New Innovation in HIV Treatment

New Innovation in HIV Treatment

Sam Stone

In the 1980s, the first world was hit with an epidemic primarily ravaging the gay/transgender community. At the time so little was known and so little effort was put in. Princess Diana shaking hands with a HIV positive man was seen as stigma breaking.

Early 90s, late 80s, the first treatment came, able to prolong life in keeping HIV from mutating into AIDS. It was a series of toxic pills that costed thousands of dollars. Decades followed and there became ways on preventing the disease before exposure or shortly after exposure. Nowadays a simple daily pill is enough to live a long and healthy life as HIV positive.

Today, there exists a new innovation. 500 patients begin a trial soon in where they will be swapping their oral pill for a simple regiment of two injections a month. The study is being conducted by Evergreen Health Services and UBMD, both Western health groups that are nationally ranked.
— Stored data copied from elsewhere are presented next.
Issue #1562, opened 2021-12-31
discard nightly bias if BADAMP set


sbailey:
amp r1A was in a bad state on 20201217 from exposures 68341 though 68405 (inclusive), covering the ZEROs, 5min DARK, and ARCs, and then it was fixed before the FLATs began with exposure 68416.

All of the bad exposures already have BADAMPS=r1A set, but biasnight-r1-20201217.fits.gz is generated anyway and is junk, polluting preprocessing of later exposures, e.g. causing the flats to fail.  Fix desi_compute_nightly_bias so that if a BADAMP is set for a given camera, it won't use that ZERO (and in this case there won't be enough good ZEROs and the nightlybias won't be generated for r1, which is better than having a junk one).

Note: badcolumns (from DARK) and psf (from ARC) are correctly skipped due to the bad amp.

akremin:
This should be solved with PR #1570

Issue #1511, opened 2021-12-06
darks and nightly bias when only one camera is bad


sbailey:
Do `desispec.ccdcalib.make_dark_scripts`, `desi_proc --nightlybias ...`, and `desi_run_night` do the right bookkeeping if only one camera is flagged as bad instead of the full exposure?

Example: night 20211203 exposures 111915-111939 (ZERO) and 111941 (DARK) had bad z3 (VCCD=off), but were fine for the other cameras.  Observers then re-took ZEROs (111987-112011) and DARK (112013) with all 30 cameras.  For the moment I have flagged daily/exposure_tables/202112/exposure_table_20211203.csv EXPID 111915-111939 with BADCAMWORD=z3 and flagged the first DARK 111941 as bad in the hopes that pipeline re-runs will correctly pickup the second dark (112013) for determining badcolumns.  If we need to, we could flag all the first ZEROs as bad since we have a complete second set, but there may be cases in the future where we don't have a second set and need to have this bookkeeping right when a subset of cameras are bad for a subset of exposures.

@Waelthus could you check `desispec.ccdcalib.make_dark_scripts` and make updates as needed so that it doesn't incorrectly try to use the bad z3 exposures when making darks?

@Waelthus and/or @RaffaellaCapasso please try running `desi_run_night -n 20211203 --proc-obstypes dark --dry-run` and `desi_proc -n 20211203 -e 112013 --nightlybias` in a test prod to see if it incorrectly tries to use the bad z3 exposures.  We may need to get @akremin help for bookkeeping but it would be helpful if you could start with assessing the situation so that Anthony can focus on Fuji instead of dailyops.

Again: for this particular case we can flag 111915-111939 as bad if needed so it doesn't have to be a blocking factor, but it's a good test case for studying the bookkeeping for the future.

Waelthus:
Ok, I did run the test_prod, and to me it does not look like 111915-111939 (ZERO) and 111941 (DARK) have been used for the z3 reduction. 

The processing table produced from `desi_run_night` only contains 112013 and the logs from `desi_proc` only mention that tile as well regarding badcolumns. I guess given that the full DARK was flagged to ignore, and not just Z3 as BADCAM this is the expected behaviour?
Are the nightly biases supposed to be used for R/Z at all? There are only `calibnight/biasnight-*` outputs/log-entries for B. Since this is the case generally and not just in this test_prod, I'd assume we currently don't use nightly biases for R/Z.

[...]

PR #1570, opened 2022-01-05
Removing bad exp for darks and biases

Waelthus:
This PR is supposed to tackle #1511 and #1562.
I.e. for both the standalone make_dark_scripts/desi_compute_dark_nonlinear as well as the nightly desi_compute_nightly_bias it incorporates checking of BADAMPS/BADCAMWORD/CAMWORD.
For both types of analysis exposures will only be used when processing a given camera when it is not part of BADAMPS/BADCAMWORDS and either not be part of the exposure_table at all or part of CAMWORD and has LASTSTEP='all'.

Exposures are treated in the following fashion:
If no exposure_table entry exists, we assume all is fine with them.
Else, every exposure with LASTSTEP!=all will be ignored for all cams (this was used for nightlybias before, but not for standalone). Cameras that are flagged inside BADAMPS or BADCAMWORD as well as cameras that are not inside CAMWORD will not be used either.

For the nightly: if there are enough exposures, i.e. by default nzeros=25, with all cams working, only those are used. Only when there are less, exposures with problems on some cameras will still be used for the others.
In cases where an exposure does not even reach minzeros anymore for some camera (e.g. r1 on 20201217 where all exp are bad), all other cameras will still be processed and an error is written to the log (instead of raising an Exception). Please tell if this is the behaviour we want or if we should fail completely (maybe for simpler bookkeeping?).

For the standalone: Will always use whatever is available without being flagged. This required a modification of the speclog produced by make_dark_scripts to track which cams are good/bad.

I tested this for the nights of 20211203 (some exposures with BAD z3, but second set was taken, for both nightly and standalone BAD z3 exposures are correctly ignored, and depending on the number of zeros requested for the other spectrograph the first set is still used) and 20201217 (BADAMP r1A  leads to discarding all r1 spectra for nightly_bias [with SPECPROD="f4"] no output file is produced for this, other cams are still processed as normal).


py/desispec/ccdcalib.py
```diff
@@ -423,28 +460,38 @@ def compute_nightly_bias(night, cameras, outdir=None, nzeros=25, minzeros=20,
...
     if rank == 0:
-        expids = _find_zeros(night)
+        expdict = _find_zeros(night,cameras=cameras,minzeros=nzeros)
 
     if comm is not None:
-        expids = comm.bcast(expids, root=0)
+        expdict = comm.bcast(expdict, root=0)
+
+    rawfiles_dict={}
+    skipped_cams=[]
```
akremin, line 471: You could tuck all of lines 471-493 under line 465 (the `_find_zeros()` line) within the `if rank==0`. Then broadcast the shortened `expdict` to all ranks assuming you didn't exit with no valid cameras.

Otherwise you're broadcasting a larger dictionary and having all ranks calculate all cams.

py/desispec/ccdcalib.py
```diff
@@ -423,28 +460,38 @@ def compute_nightly_bias(night, cameras, outdir=None, nzeros=25, minzeros=20,
...
         if rank == 0:
-            log.critical(msg)
-        raise RuntimeError(msg)
+            log.info(f'Using {len(expdict[cam])} ZEROs for nightly bias {night} and cam {cam}')
 
-    if len(expids) > nzeros:
-        nexps = len(expids)
-        n = (nexps - nzeros)//2
-        expids = expids[n:n+nzeros]
+        rawfiles_dict[cam] = [io.findfile('raw', night, e) for e in expids]
```
akremin, line 488: You can move this logic to the next for loop so that each rank only determine the rawfiles for its camera(s)

py/desispec/ccdcalib.py
```diff
@@ -458,6 +505,13 @@ def compute_nightly_bias(night, cameras, outdir=None, nzeros=25, minzeros=20,
 
     nfail = 0
     for camera in cameras[rank::size]:
+        if camera in skipped_cams:
+            log.error(f'execution was skipped for camera {camera} due to lack of usable zeros')
+            nfail+=1
+            continue
+
+        expids=expdict[camera]
+        rawfiles=rawfiles_dict[camera]
```
akremin, line 514: Replace with logic from line 488 and use the `expids` you just took from the `expdict`.

py/desispec/ccdcalib.py
```diff
@@ -476,6 +530,7 @@ def compute_nightly_bias(night, cameras, outdir=None, nzeros=25, minzeros=20,
                 compute_bias_file(rawfiles, testbias, camera,
                                   extraheader=dict(NIGHT=night))
             except Exception as ex:
+                nfail+=1
```
akremin, line 533: Thank you for implementing the failure counting!

py/desispec/ccdcalib.py
```diff
@@ -743,12 +799,50 @@ def make_dark_scripts(outdir, days=None, nights=None, cameras=None,
...
+            if entry['EXPID'] in exptable_select['EXPID']:
+                sel=entry['EXPID']==exptable_select['EXPID']
+                badcamwords.append(exptable_select['BADCAMWORD'][sel][0])
+                badamps.append(exptable_select['BADAMPS'][sel][0])
+                camwords.append(exptable_select['CAMWORD'][sel][0])
+                laststeps.append(exptable_select['LASTSTEP'][sel][0])
+            else:
+                badcamwords.append("")
+                laststeps.append("all")
+                camwords.append("a123456789")
```
akremin, line 832: This is missing petal 0

py/desispec/ccdcalib.py
```diff
@@ -743,12 +799,50 @@ def make_dark_scripts(outdir, days=None, nights=None, cameras=None,
...
+        for night in nightlist:
+            expfiles.append(get_exposure_table_pathname(night))
+        exptables = load_tables(expfiles)
+        exptable_all=table_vstack(exptables)
+        select = ((exptable_all['OBSTYPE']=='zero')|(exptable_all['OBSTYPE']=='dark'))
+        exptable_select=exptable_all[select]
+    
     log.info(f'Scanning {len(nightlist)} night directories')
     speclog = io.util.get_speclog(nightlist)
+    if use_exptable:
```
akremin, line 817: As mentioned in another comment, I'd also add logic to make the `OBSTYPE`'s all one case (probably uppercase since that is what the "speclog" uses).

py/desispec/ccdcalib.py
```diff
@@ -782,6 +876,8 @@ def make_dark_scripts(outdir, days=None, nights=None, cameras=None,
             cmd += f" \\\n    --nskip-zeros {nskip_zeros}"
         if first_expid is not None:
             cmd += f" \\\n    --first-expid {first_expid}"
+        if use_exptable:
```
akremin, line 879: Can safely remove this if you implement my other comment removing the option

akremin, line 879: Can safely remove this if you implement my other comment removing the option

akremin (changes requested):
Thank you Michael! Overall this looks great and I think you made the right decisions throughout. It looks like it will work as-is, but I have some requested changes. The requests are to increase clarity and optimize a little bit. There are a lot of things, but they should all be simple changes. Please let me know if you need clarification on anything.

Since some of my requested changes move lines around, I'll wait to test your code until after you address the requests.

If I could make one final request: to speed up testing could you provide the commands you used in your debugging and/or point us to a directory at NERSC with outputs of your tests?

bin/desi_compute_dark_nonlinear
```diff
@@ -144,6 +157,16 @@ if args.last_expid is not None:
         log.critical('No exposures! exiting...')
         sys.exit(1)
 
+if args.use_exptable:
```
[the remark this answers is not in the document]
Waelthus: done

bin/desi_compute_dark_nonlinear
```diff
@@ -104,11 +108,20 @@ else:
     daynight = 'NIGHT'
     nights = args.nights
 
+#if args.use_exptable:
```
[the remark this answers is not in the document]
Waelthus: done

bin/desi_compute_dark_nonlinear
```diff
@@ -47,6 +47,9 @@ parser.add_argument('--nskip-zeros', type=int, default=30, required=False,
                     help='Skip N ZEROs per day while flushing charge')
 parser.add_argument('--mindarks', type=int, default=5, required=False,
                     help='Minimum number of DARKs per EXPTIME to use that EXPTIME')
+parser.add_argument('--use_exptable', action='store_true', required=False,
```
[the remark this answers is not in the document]
Waelthus: done

bin/desi_compute_dark_nonlinear
```diff
@@ -161,8 +184,8 @@ for exptime in np.unique(speclog['EXPTIME_INT']):
 speclog = speclog[keep]
 
 #- Print some summary stats before continuing
-isZero = speclog['OBSTYPE'] == 'ZERO'
-isDark = speclog['OBSTYPE'] == 'DARK'
+isZero = (speclog['OBSTYPE'] == 'ZERO') | (speclog['OBSTYPE'] == 'zero')
```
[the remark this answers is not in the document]
Waelthus: agreed, I'll double check why I needed to put this in at some point

py/desispec/ccdcalib.py
Waelthus: indeed, fixed now

py/desispec/ccdcalib.py
```diff
@@ -337,11 +338,13 @@ def compute_bias_file(rawfiles, outfile, camera, explistfile=None,
 
     log.info(f"done with {camera}")
 
-def _find_zeros(night):
+def _find_zeros(night,cameras,minzeros=25):
```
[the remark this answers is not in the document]
Waelthus: done

py/desispec/ccdcalib.py
```diff
@@ -376,18 +379,52 @@ def _find_zeros(night):
...
+                for camera in goodcamlist:
+                    if camera in cameras and camera not in badampstring:
+                        expdict[camera].append(expid)
+    else:
+        expdict={f'{cam}':expids for cam in cameras}
+    
+    for camera,expids in expdict.items():
+        log.info(f'Keeping {len(expids)} calibration ZEROs for camera {camera}')
+        #make sure everything is in np arrays again
+        expdict[camera]=np.array(expids)
```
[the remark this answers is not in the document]
Waelthus: indeed

py/desispec/ccdcalib.py
Waelthus: done

py/desispec/ccdcalib.py
Waelthus: done, also saved the skipped cameras by just removing from the expdict and checking that later

py/desispec/ccdcalib.py
```diff
@@ -423,28 +460,38 @@ def compute_nightly_bias(night, cameras, outdir=None, nzeros=25, minzeros=20,
...
+    expdict = None
     if rank == 0:
-        expids = _find_zeros(night)
+        expdict = _find_zeros(night,cameras=cameras,minzeros=nzeros)
 
     if comm is not None:
-        expids = comm.bcast(expids, root=0)
+        expdict = comm.bcast(expdict, root=0)
+
+    rawfiles_dict={}
```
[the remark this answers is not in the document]
Waelthus: done

py/desispec/ccdcalib.py
Waelthus: done, please tell if there's a different preferred way on how to do this

Waelthus:
thanks @akremin. I modified the code according to your suggestions. 


The tests can be found on cori: `/global/cscratch1/sd/mwalther/desi/PRs/desispec/1570/`.
For testing I used SPECPROD=f4, such that exposure tables are found which mark things as bad.



- Subdirectory `testing_darks`:
  - steps: 
     - run `create.py` (which calls `make_dark_scripts`)
     - modify output slurm script to load development env
     - run slurm script
  -  this runs on 20211203 and 20211204 and reports 88 ZEROs and 36 DARKs for b2, but 63 ZEROs and 36 DARKs for z3 on 20211203 (i.e. the latter skips 25 bad ZEROs, both skip the bad DARK), for the other date both use the same number of exp.

 - Subdirectory, `testing_nightly_bias`:
   - tests on 20201217 (to check if the behaviour for missing zeros is as expected when BADAMPS was set and when no replacements where taken)
     - steps: submit nightlybias.sl
      this correctly treats r1 which has no valid exposures and is skipped, all other cameras are reduced, "1/30 failed" is reported.
   - tests on 20211203 (to check if the partials work as expected based on BADCAMWORD)
     - steps: submit nightlybias_alt_64.sl
        set desired number of zeros to a high number, but for z3 only 25 exp will be usable and the logic for partial obs is needed. This uses 48 exp for all but z3 and 25 for z3  (2 of the 25 bad zeros where dropped for all as they were the first 2 of the night).
     - steps: submit nightlybias_alt_25.sl
        same as above but requesting to use 25 only, as that amount is found for all cams, the partials are ignored.
      - In both cases all 30 bias frames are generated.

akremin (approved):
Thank you for addressing the changes and the quick turn around. Everything here looks great. 

I tested the bias code on two additional nights: 
1.  20210503 with BADCAMWORD="r6z8" set for a subset of zeros
2. 20211109 with BADAMPS="b5B;b5D" for all zeros.

The logs indicate that it did the right thing in each case and the output files were also as expected. In case (1) the two cameras were missing for biases (leaving behind biasnighttest's instead). In case (2) the one camera was missing for biases, but that is because the dark was also missing and the submitted cameras didn't include b5. I.e. that is a feature rather than a bug, but worth noting for the future.

I have not done an independent test of the dark model code, but will trust Michael's tests. That is not part of the normal processing, so we can patch any subtleties with that later on in the unlikely event that we need to.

The study looks at individuals who have been taking HIV treatment for over a year and have not been diagnosed to have AIDS. They will undergo treatment for 48 weeks and tested to see if their levels have stayed at the same level at which they were originally.

This is of course an innovation as the point is to make treatment easier and more successful. To have a normal life and only worry about a month injection will make life closer to normalcy. One can only hope it proves successful and soon be the norm, putting an accelerated track in making HIV livable and possibly eradicated.